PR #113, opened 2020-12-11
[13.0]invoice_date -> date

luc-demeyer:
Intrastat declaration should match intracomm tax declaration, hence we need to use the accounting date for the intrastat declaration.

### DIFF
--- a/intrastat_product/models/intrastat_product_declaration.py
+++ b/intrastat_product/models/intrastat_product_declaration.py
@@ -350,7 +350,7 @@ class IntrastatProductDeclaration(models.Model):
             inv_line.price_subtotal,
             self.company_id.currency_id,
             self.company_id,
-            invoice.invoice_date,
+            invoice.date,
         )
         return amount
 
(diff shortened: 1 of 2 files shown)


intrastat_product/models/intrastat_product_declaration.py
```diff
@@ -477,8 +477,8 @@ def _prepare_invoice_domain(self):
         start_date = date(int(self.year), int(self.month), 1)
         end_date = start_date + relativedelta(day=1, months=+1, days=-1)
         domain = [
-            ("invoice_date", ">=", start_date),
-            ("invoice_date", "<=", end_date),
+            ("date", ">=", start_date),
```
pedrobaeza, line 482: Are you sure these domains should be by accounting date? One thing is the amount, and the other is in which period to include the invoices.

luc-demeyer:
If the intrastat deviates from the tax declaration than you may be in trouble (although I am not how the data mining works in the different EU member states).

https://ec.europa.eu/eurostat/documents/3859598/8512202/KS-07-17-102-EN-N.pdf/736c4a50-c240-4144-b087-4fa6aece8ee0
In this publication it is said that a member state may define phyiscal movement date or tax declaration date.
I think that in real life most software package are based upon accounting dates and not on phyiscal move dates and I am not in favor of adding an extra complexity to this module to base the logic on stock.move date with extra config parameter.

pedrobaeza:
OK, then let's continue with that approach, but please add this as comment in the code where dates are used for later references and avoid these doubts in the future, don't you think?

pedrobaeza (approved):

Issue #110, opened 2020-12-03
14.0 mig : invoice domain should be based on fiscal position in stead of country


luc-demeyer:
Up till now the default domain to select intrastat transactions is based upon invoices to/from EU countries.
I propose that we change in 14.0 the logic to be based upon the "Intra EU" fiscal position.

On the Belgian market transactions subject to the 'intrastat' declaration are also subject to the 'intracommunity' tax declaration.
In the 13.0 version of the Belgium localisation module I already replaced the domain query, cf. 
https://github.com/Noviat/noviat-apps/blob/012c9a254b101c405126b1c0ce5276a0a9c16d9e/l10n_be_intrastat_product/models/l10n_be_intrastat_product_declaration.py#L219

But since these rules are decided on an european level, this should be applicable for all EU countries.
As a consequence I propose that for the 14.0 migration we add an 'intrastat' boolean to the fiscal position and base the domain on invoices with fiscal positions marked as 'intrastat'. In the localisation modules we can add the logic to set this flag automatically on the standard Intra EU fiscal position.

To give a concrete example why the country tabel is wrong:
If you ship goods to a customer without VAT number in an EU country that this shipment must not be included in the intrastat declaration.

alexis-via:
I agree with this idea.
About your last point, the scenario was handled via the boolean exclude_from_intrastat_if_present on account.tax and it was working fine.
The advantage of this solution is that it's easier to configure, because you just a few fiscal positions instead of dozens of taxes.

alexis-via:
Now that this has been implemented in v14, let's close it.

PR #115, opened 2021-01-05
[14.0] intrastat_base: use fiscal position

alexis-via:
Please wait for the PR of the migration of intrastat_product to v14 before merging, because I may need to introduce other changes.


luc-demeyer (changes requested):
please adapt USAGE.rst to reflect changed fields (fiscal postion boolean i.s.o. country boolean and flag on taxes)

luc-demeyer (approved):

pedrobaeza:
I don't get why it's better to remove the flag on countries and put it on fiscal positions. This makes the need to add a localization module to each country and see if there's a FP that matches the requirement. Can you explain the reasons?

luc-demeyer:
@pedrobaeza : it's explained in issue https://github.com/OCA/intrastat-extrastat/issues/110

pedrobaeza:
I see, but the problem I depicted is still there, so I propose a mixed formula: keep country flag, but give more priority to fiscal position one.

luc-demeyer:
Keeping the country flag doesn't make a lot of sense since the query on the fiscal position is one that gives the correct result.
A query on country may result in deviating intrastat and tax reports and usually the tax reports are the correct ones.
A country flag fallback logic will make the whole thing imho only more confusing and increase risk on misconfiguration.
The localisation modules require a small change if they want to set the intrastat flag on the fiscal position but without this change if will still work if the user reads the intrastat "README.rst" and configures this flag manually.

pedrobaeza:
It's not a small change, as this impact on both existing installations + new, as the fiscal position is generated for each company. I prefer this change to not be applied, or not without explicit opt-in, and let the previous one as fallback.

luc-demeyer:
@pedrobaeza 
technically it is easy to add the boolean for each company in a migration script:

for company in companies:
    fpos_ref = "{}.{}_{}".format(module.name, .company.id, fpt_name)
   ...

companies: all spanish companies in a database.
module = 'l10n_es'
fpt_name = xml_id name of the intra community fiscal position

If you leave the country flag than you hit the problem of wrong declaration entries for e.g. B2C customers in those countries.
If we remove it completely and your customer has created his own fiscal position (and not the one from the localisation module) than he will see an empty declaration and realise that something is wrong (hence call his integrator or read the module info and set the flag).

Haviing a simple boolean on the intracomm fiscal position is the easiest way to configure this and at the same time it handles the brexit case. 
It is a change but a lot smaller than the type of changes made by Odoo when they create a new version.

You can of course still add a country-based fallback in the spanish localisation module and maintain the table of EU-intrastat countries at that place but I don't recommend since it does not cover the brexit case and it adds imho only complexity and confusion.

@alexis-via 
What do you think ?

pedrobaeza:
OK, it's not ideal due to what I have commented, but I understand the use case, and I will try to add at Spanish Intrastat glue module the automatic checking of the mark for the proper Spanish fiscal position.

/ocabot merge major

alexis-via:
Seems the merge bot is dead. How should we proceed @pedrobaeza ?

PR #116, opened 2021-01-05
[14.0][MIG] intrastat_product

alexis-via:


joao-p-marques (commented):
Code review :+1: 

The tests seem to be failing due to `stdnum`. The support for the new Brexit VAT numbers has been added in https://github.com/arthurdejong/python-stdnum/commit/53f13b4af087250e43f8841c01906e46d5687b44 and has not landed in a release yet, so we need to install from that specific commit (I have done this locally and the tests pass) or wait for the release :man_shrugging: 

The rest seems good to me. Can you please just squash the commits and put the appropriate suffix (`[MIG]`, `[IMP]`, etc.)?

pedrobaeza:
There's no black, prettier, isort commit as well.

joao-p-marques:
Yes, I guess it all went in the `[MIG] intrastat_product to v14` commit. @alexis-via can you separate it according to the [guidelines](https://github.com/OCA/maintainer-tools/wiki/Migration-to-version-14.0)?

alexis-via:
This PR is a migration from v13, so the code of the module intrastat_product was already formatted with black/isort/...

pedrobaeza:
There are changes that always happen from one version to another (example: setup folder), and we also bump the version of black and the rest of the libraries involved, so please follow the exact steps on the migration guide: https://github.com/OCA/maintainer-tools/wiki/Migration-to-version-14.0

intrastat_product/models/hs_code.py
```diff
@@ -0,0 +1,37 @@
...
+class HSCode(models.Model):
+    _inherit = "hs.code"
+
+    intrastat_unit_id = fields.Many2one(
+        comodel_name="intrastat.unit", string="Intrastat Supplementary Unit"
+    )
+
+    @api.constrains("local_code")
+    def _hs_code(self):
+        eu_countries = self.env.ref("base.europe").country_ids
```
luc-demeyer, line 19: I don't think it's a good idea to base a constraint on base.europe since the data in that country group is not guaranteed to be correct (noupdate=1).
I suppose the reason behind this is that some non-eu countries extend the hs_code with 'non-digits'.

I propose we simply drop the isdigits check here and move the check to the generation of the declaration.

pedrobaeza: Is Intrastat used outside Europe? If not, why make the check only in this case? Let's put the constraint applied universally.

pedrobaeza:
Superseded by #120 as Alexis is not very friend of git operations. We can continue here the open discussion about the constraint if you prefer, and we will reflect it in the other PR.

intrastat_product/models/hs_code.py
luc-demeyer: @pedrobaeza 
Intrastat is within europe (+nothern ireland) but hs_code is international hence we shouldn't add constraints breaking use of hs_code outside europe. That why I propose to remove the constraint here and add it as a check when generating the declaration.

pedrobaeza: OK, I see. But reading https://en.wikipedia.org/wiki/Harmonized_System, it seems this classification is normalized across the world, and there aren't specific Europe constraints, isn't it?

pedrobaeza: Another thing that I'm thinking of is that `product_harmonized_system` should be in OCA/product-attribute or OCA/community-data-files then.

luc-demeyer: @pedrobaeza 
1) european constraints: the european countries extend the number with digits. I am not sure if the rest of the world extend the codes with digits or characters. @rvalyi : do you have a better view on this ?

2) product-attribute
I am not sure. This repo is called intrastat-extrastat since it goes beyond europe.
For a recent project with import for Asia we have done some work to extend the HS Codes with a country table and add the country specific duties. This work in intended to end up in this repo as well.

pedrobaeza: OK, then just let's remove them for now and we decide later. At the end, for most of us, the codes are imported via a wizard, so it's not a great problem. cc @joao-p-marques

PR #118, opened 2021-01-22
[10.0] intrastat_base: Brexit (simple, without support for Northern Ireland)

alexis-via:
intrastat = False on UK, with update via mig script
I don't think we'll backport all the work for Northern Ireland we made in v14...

____________________

Problem to work on: Write out exactly the lines that fall from the line with "Haviing a simple" to the line with "What do you think ?" in the records above, keeping both ends.

Result of this task:
Haviing a simple boolean on the intracomm fiscal position is the easiest way to configure this and at the same time it handles the brexit case. 
It is a change but a lot smaller than the type of changes made by Odoo when they create a new version.

You can of course still add a country-based fallback in the spanish localisation module and maintain the table of EU-intrastat countries at that place but I don't recommend since it does not cover the brexit case and it adds imho only complexity and confusion.

@alexis-via 
What do you think ?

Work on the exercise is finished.